------ Excerpted records ------
PR #2540, opened 2025-01-10
[ENGG-2800]: Refactor KeyValueTable component

RuntimeTerror10:
The component is currently highly coupled with API requestEntry state

* The table should only accept the `pairs`, `onChange` handler and `variables`

*  Let the respective parent component of KeyValueTable handle the request entry update

* Avoid passing `pairType`  prop,  parent will handle it.

### DIFF
--- a/app/src/features/apiClient/screens/apiClient/components/clientView/components/request/components/KeyValueTable/KeyValueTable.tsx
+++ b/app/src/features/apiClient/screens/apiClient/components/clientView/components/request/components/KeyValueTable/KeyValueTable.tsx
@@ -158,7 +158,7 @@ export const KeyValueTable: React.FC<KeyValueTableProps> = ({ data, variables, o
       rowKey="id"
       columns={columns as ColumnTypes}
       data={memoizedData}
-      locale={{ emptyText: `No query params found` }}
+      locale={{ emptyText: `No entries found` }}
       components={{
         body: {
           row: EditableRow,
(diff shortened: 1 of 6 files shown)


app/src/features/apiClient/screens/apiClient/components/clientView/components/request/components/KeyValueTable/KeyValueTable.tsx
```diff
@@ -178,7 +160,7 @@ export const KeyValueTable: React.FC<KeyValueTableProps> = ({ data, setKeyValueP
       rowKey="id"
       columns={columns as ColumnTypes}
       data={data}
-      locale={{ emptyText: `No ${pairType} found` }}
+      locale={{ emptyText: `No query params found` }}
```
iostreamer-X, line 163: Shouldn't this be something generic?

app/src/features/apiClient/screens/apiClient/components/clientView/components/request/components/KeyValueTable/KeyValueTableRow.tsx
```diff
@@ -50,8 +46,8 @@ export const EditableCell: React.FC<React.PropsWithChildren<EditableCellProps>>
     try {
       const values = await form.validateFields();
       handleUpdatePair({ ...record, ...values });
-    } catch (errInfo) {
-      Logger.log(pairtype, " KeyValueTable: Save failed:", errInfo);
+    } catch (error) {
+      console.error("Error saving key-value pair", error);
```
iostreamer-X, line 50: Are we losing anything by not using common Logger?

RuntimeTerror10: `Logger` is our internal utility which helps us debugging in prod, but this not captured by Sentry because this is disabled by default. That's why using `console.error` for now

PR #2542, opened 2025-01-10
feat apiClient: bruno importer

nsrCodes:


app/src/features/apiClient/contexts/apiClient.tsx
```diff
@@ -291,7 +291,7 @@ export const ApiClientProvider: React.FC<ApiClientProviderProps> = ({ children }
           setIsRecordBeingCreated(recordType);
           trackCreateEnvironmentClicked(analyticEventSource);
           return addNewEnvironment("New Environment")
-            .then((newEnvironment: { id: string; name: string }) => {
+            .then((newEnvironment: { id: string; name: string; isGlobal: boolean }) => {
```
Ethical98, line 305: whats the need for this ? like we are already maintaining the id==="global" for global environment? Changing this will result in changes in other importer logic also and currently we don't use any isGlobal check app wide so i don't think its necessary to make this change. If you have any other thoughts on this we can discuss

Ethical98 (changes requested):

app/src/features/apiClient/screens/BrunoImporter/utils.tsx
```diff
@@ -0,0 +1,232 @@
...
+
+  return {
+    id,
+    name,
+    collectionId: parentCollectionId || "",
+    deleted: false,
+    type: RQAPI.RecordType.COLLECTION,
+    data: {
+      variables,
+      auth: processAuthorizationOptions(auth),
```
Ethical98, line 150: parentCollectionId is missing here

app/src/features/apiClient/screens/BrunoImporter/utils.tsx
```diff
@@ -0,0 +1,232 @@
...
+    data: {
+      request: {
+        url: request.url,
+        method: (request.method || "GET") as RequestMethod,
+        queryParams: processParams(request.params),
+        headers: processParams(request.headers),
+        body: requestBody,
+        contentType,
+      },
+      auth: processAuthorizationOptions(request.auth),
```
Ethical98, line 108: pass parentCollectionId here

app/src/features/apiClient/screens/BrunoImporter/types.ts
```diff
@@ -0,0 +1,100 @@
...
+    | AuthType<"digest", { username: string; password: string }>
+    | AuthType<"none", never>;
+
+  export interface Variable extends FieldValue {
+    local: boolean;
+    secret?: boolean;
+    type?: string;
+  }
+
+  export type Header = FieldValue;
```
Ethical98, line 81: header also requires "type" property

Ethical98 (changes requested):

app/src/features/apiClient/contexts/apiClient.tsx
nsrCodes: I have not made any changes here, just fixed a ts error by updating the explicit type user here to match the actual return type of the `addNewEnvironment` function - [Ref](https://github.com/requestly/requestly/blob/master/app/src/backend/environment/hooks/useEnvironmentManager.ts#L79-L83)

so I am not sure how this raises any questions about the data structure for global environments.

app/src/features/apiClient/screens/BrunoImporter/types.ts
nsrCodes: do you have an export that has this? cause I could not see this any exports I created.
And I used their export code as a reference and it is not mentioned there either - [Ref](https://github.com/usebruno/bruno/blob/main/packages/bruno-app/src/utils/collections/index.js#L224-L247)

app/src/features/apiClient/screens/BrunoImporter/types.ts
```diff
@@ -0,0 +1,100 @@
...
+      name: string;
+      variables: Variable[];
+    }>;
+    brunoConfig?: {
+      version: string;
+      name: string;
+      type: string;
+      ignore?: string[];
+    };
+    root?: RootData;
```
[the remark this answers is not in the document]
nsrCodes: There are definitely similarities between the two types. `RootCollection` essentially extends the `Item[type="folder"]` type, but IMO they are independent entities with important differences in the DS (to the point of having explicitly different names (the internal items are called `folder` but there is no name in their code for the top level collection)). Here's an example export:


Screenshot 2025-01-28 at 1 15 12 AM


So it did not seem like there is a dependence in the types and their usage to lead to a `extends Item` kind of approach for `RootCollection`. 

But I am okay with doing so if you still believe that should be done

app/src/features/apiClient/screens/BrunoImporter/types.ts
Ethical98: i am saying type is optional but is there in case for auth headers, no issues we can skip it for now currently we dont show auth headers on UI so it wont cause any issue.

app/src/features/apiClient/screens/BrunoImporter/utils.tsx
```diff
@@ -0,0 +1,224 @@
...
+import { AUTHORIZATION_TYPES } from "features/apiClient/screens/apiClient/components/clientView/components/request/components/AuthorizationView/types";
+import { Bruno } from "./types";
+
+export const processBrunoScripts = (request: Bruno.Request) => {
+  const scripts = {
+    preRequest: request?.script?.req || "",
+    postResponse: request?.script?.res || "",
+  };
+  return scripts;
+};
```
Ethical98, line 13: replacing `bru` to `rq` is missing here while importing scripts

Ethical98:
Migration of bruno methods (getCollectionVar,setCollectionVar, etc) to our in house methods is still pending @nsrCodes. 
Approving the PR.

Ethical98 (approved):

PR #2553, opened 2025-01-13
[ENGG-2788]refactor: Code editor component

Aarushsr12:
PR focuses on:

- Codemirror Cursor bug fixed [when typing fast cursor sets at the beginning of editor]
- Refactored Editor component for API client only
- Prettification in RequestBody & Response Body


app/src/componentsV2/CodeEditor/components/EditorV2/Editor.tsx
```diff
@@ -0,0 +1,361 @@
...
+const Editor: React.FC<EditorProps> = ({
+  value,
+  language,
+  isReadOnly = false,
+  height = 225,
+  isResizable = false,
+  hideCharacterCount = false,
+  handleChange = () => {},
+  toolbarOptions,
+  id = "",
```
iostreamer-X, line 57: Hey, just wanted to understand the repercussions of this. If I have two editor instances on the same page, and I didn't provide `id` to any of them. Would that mean two dom nodes with same id?

Side note: I don't see this id being used anywhere.

app/src/componentsV2/CodeEditor/components/EditorV2/Editor.tsx
```diff
@@ -0,0 +1,361 @@
...
+
+  const editorRefCallback = (editor: ReactCodeMirrorRef) => {
+    if (!editorRef.current && editor?.editor && editor?.state && editor?.view) {
+      editorRef.current = editor;
+      setIsEditorInitialized(true);
+    }
+  };
+
+  const updateContent = useCallback((prettifiedCode: string) => {
+    if (editorRef.current?.view) {
```
iostreamer-X, line 126: Code nitpick since it makes it a little easier:

```ts
() => {
  const view = editorRef.current?.view;
  if(!view) {
    return;
  }
  
  // Use view normally here
}
```

app/src/componentsV2/CodeEditor/components/EditorV2/Editor.tsx
```diff
@@ -0,0 +1,361 @@
...
+  }, [language]);
+
+  const editorRefCallback = (editor: ReactCodeMirrorRef) => {
+    if (!editorRef.current && editor?.editor && editor?.state && editor?.view) {
+      editorRef.current = editor;
+      setIsEditorInitialized(true);
+    }
+  };
+
+  const updateContent = useCallback((prettifiedCode: string) => {
```
iostreamer-X, line 125: The signature makes it look like this only updates prettified code but the code looks like it can update the entirety of content.

app/src/componentsV2/CodeEditor/components/EditorV2/Editor.tsx
```diff
@@ -0,0 +1,361 @@
...
+        updateContent(prettified.code);
+      }
+    }
+  }, [config?.enablePrettify, language, value, updateContent]);
+
+  useEffect(() => {
+    if (isEditorInitialized && !isDefaultPrettificationDone.current) {
+      applyPrettification();
+      isDefaultPrettificationDone.current = true;
+    } else if (!prettifyOnInit) {
```
iostreamer-X, line 148: Can't we reach this branch if editor is not initialized? And then we might attempt to prettify even in that scenario?

app/src/componentsV2/CodeEditor/components/EditorV2/Editor.tsx
```diff
@@ -0,0 +1,361 @@
...
+      //on render
+      applyPrettification();
+    }
+  }, [isEditorInitialized, isDefaultPrettificationDone, applyPrettification, prettifyOnInit]);
+
+  const handleEditorClose = useCallback(
+    (id: string) => {
+      // @ts-expect-error
```
iostreamer-X, line 156: Can you please add some context here? Why expect error?

app/src/componentsV2/CodeEditor/components/EditorV2/Editor.tsx
```diff
@@ -0,0 +1,361 @@
...
+              view.dom.dispatchEvent(event);
+              return true;
+            },
+          },
+        ])
+      ),
+    []
+  );
+
+  return isFullScreen ? (
```
iostreamer-X, line 201: Please create either smaller components in the same file, or local variables in this function. And then use them in conditional branches.

iostreamer-X (changes requested):

app/src/componentsV2/CodeEditor/components/EditorV2/Editor.tsx
Aarushsr12: 'id' prop contains the script id passed from custom script row

- it is being used in EditorToastContainer to give warning in insert script rule 
- `EditorToastContainer` component does not effect editor v2, we can keep this or either remove it
- we can also remove this from here and define it in custom script row component

app/src/componentsV2/CodeEditor/components/EditorV2/Editor.tsx
Aarushsr12: This is fixed

app/src/componentsV2/CodeEditor/components/EditorV2/Editor.tsx
Aarushsr12:
```
// @ts-expect-error
dispatch(globalActions.removeToastForEditor({ id }));
```

- `removeToastForEditor` reducer function is in `editorToastAction.js` , so to suppress that error from being reported in `Editor.tsx` file 
- To remove this need to changes editorToastAction to `editorToastAction.ts`

app/src/componentsV2/CodeEditor/components/EditorV2/Editor.tsx
Aarushsr12: Defined local variables in function

iostreamer-X (approved):

app/src/componentsV2/CodeEditor/components/EditorV2/Editor.tsx
```diff
@@ -0,0 +1,338 @@
...
+  const [isFullScreen, setIsFullScreen] = useState(false);
+  const [hoveredVariable, setHoveredVariable] = useState(null);
+  const [popupPosition, setPopupPosition] = useState({ x: 0, y: 0 });
+  const isFullScreenModeOnboardingCompleted = useSelector(getIsCodeEditorFullScreenModeOnboardingCompleted);
+  const [isEditorInitialized, setIsEditorInitialized] = useState(false);
+  const allEditorToast = useSelector(getAllEditorToast);
+  const toastOverlay = useMemo(() => allEditorToast[scriptId], [allEditorToast, scriptId]); // todo: rename
+  const [isCodePrettified, setIsCodePrettified] = useState(prettifyOnInit);
+  const isDefaultPrettificationDone = useRef(false);
+  const [editorContent, setEditorContent] = useState(value);
```
RuntimeTerror10, line 76: This now creates 2 source of truths for editor component. some effects use `value` prop and `editorContent`. we should have a single source of truth.

RuntimeTerror10, line 76: This now creates 2 source of truths for editor component. some effects use `value` prop and `editorContent`. we should have a single source of truth.

RuntimeTerror10 (changes requested):

nsrCodes (approved):
communicated suggestions over slack, looks good for now

app/src/componentsV2/CodeEditor/components/EditorV2/Editor.tsx
Aarushsr12: This is fixed, removed the second state, considering only the value to be consistent source of truth

RuntimeTerror10 (approved):

PR #2557, opened 2025-01-14
[ENGG-2814] fix: query params lost in history request

rohanmathur91:


app/src/features/apiClient/screens/apiClient/utils.ts
```diff
@@ -305,7 +305,7 @@ export const syncQueryParams = (
       const updatedUrl = queryParamsToURLString(queryParams, url);
 
       // Dont sync if URL is same
-      if (updatedUrl !== url) {
+      if (updatedUrl !== url || !isEmpty(updatedQueryParams)) {
```
Ethical98, line 308: i think this will be a better check `if (updatedUrl !== url || updatedQueryParams.length !== queryParams.length)` as it will prevent syncing to run every time. It will run only in case of history or whenever there is a mismatch in length of queryParams.

Ethical98 (changes requested):

app/src/features/apiClient/screens/apiClient/utils.ts
rohanmathur91: It wont sync in runtime, since on first render it will sync the params

Ethical98: Syncing is necessary to ensure backward compatibility for requests. Once the initial sync is completed and the feature goes live, there is no need for syncing during the first render. If syncing occurs on every render, the logic will remove duplicate query parameters which is supported in Postman, which is why I want to avoid it.

However, I just realized that my current approach will not solve this as this will remove the duplicate queryParams on history view. We should not sync queryParams after the initial sync, as this would lead to the loss of duplicate parameters.

Suggestion:
We can add this 
` isEmpty(apiEntry.request.queryParams) ? QueryParamSyncType.TABLE : QueryParamSyncType.SYNC`
in APIClientView.tsx file at

`useEffect(() => {
    if (apiEntry) {
      setEntry({
        ...apiEntry,
        request: { ...apiEntry.request, ...syncQueryParams(apiEntry.request.queryParams, apiEntry.request.url) },
      });
      setRequestName("");
    }

    animationTimerRef.current = setTimeout(() => setIsAnimating(false), 800);

    return () => {
      clearTimeout(animationTimerRef.current);
    };
  }, [apiEntry]);
`

This will only sync the queryTable when queryParams are empty basically re add all the queryParam from the URL in this approach we'll not lose any duplicate queryParams.

Ethical98 (approved):

PR #3590, opened 2025-09-29
[ENGG-4461]: block navigation when collection running

rohanmathur91:


rohanmathur91:
Fixed in https://github.com/requestly/requestly/pull/3594

PR #3642, opened 2025-10-07
[ENGG-4496] feat: virtualization in collection runner result view

nafees87n:
Major challenged faced was in calculating the height. Antd takes some time to collapse/expand due to which virtualised list was calculating wrong heights if calculated immediately on click. 

## Solution
- Some delay was introduced in calculating the heights. Heights were calculated after transition animation was completed. But this introduced some jitter when collapsing/expanding
- To solve the jitter, we have made use of the fact that for a particular iteration the collapsed and expanded height would be same.
- As all the iterations are expanded by default, we cache the expanded height on ref load and this height is used to resize immediately on click. The collapsed height is hardcoded.

## Summary by CodeRabbit

* **New Features**
  * Virtualized test results for multi-iteration runs, improving performance and responsiveness.
  * Dynamic row heights with smoother expand/collapse transitions.
  * Tabs now free resources when inactive for better memory usage.

* **Style**
  * Updated to a full-height, flexible column layout across the results and history views.
  * Improved scrolling behavior and content sizing to prevent clipping.
  * Cleaner collapse styling with transparent backgrounds and reduced borders.

* **Refactor**
  * Reduced unnecessary re-renders and more accurate iteration counting.
  * Preserves existing behavior for single-iteration results.

### DIFF
--- a/app/src/features/apiClient/screens/apiClient/components/views/components/Collection/components/CollectionRunnerView/components/RunResultView/HistoryDrawer/historyDrawer.scss
+++ b/app/src/features/apiClient/screens/apiClient/components/views/components/Collection/components/CollectionRunnerView/components/RunResultView/HistoryDrawer/historyDrawer.scss
@@ -35,16 +35,31 @@
 
     .ant-drawer-body {
       padding: 0;
+      height: 100%;
+      display: flex;
+      flex-direction: column;
     }
   }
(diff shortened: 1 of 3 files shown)


nafees87n:
Performance not up to the mark. Not going with this. Closing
------
• [Task]: Show every line above in which the word "syncing" occurs.

• [Solved exercise]:
Ethical98, line 308: i think this will be a better check `if (updatedUrl !== url || updatedQueryParams.length !== queryParams.length)` as it will prevent syncing to run every time. It will run only in case of history or whenever there is a mismatch in length of queryParams.
Ethical98: Syncing is necessary to ensure backward compatibility for requests. Once the initial sync is completed and the feature goes live, there is no need for syncing during the first render. If syncing occurs on every render, the logic will remove duplicate query parameters which is supported in Postman, which is why I want to avoid it.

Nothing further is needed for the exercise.